• _Work instructions_:
Could you filter the data below down to the lines that hold the word "fixes"?

Collected data:
Start of Block

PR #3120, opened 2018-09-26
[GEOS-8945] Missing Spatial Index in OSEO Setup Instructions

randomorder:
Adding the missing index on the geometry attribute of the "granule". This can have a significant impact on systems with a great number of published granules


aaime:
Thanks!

End of Block
Start of Block

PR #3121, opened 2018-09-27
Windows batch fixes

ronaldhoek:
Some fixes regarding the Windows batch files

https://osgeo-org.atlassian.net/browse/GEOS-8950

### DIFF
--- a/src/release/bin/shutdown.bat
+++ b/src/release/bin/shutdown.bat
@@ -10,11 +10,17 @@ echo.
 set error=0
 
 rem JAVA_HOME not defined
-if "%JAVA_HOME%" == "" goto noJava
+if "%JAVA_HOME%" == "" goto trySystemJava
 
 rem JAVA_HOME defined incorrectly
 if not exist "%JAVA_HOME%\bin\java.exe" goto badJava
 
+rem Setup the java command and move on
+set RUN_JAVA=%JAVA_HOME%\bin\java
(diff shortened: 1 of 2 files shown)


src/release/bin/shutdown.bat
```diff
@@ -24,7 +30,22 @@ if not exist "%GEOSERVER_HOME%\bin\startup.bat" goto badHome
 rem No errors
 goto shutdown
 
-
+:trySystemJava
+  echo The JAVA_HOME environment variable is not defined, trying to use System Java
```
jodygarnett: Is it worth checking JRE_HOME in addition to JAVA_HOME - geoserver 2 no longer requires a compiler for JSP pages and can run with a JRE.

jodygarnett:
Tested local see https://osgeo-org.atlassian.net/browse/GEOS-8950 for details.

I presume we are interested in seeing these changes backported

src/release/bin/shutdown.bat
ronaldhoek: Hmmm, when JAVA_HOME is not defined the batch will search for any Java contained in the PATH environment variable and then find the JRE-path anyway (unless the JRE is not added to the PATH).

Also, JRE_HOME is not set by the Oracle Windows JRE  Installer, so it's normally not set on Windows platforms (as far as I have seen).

End of Block

• _Reply_:
Windows batch fixes
Some fixes regarding the Windows batch files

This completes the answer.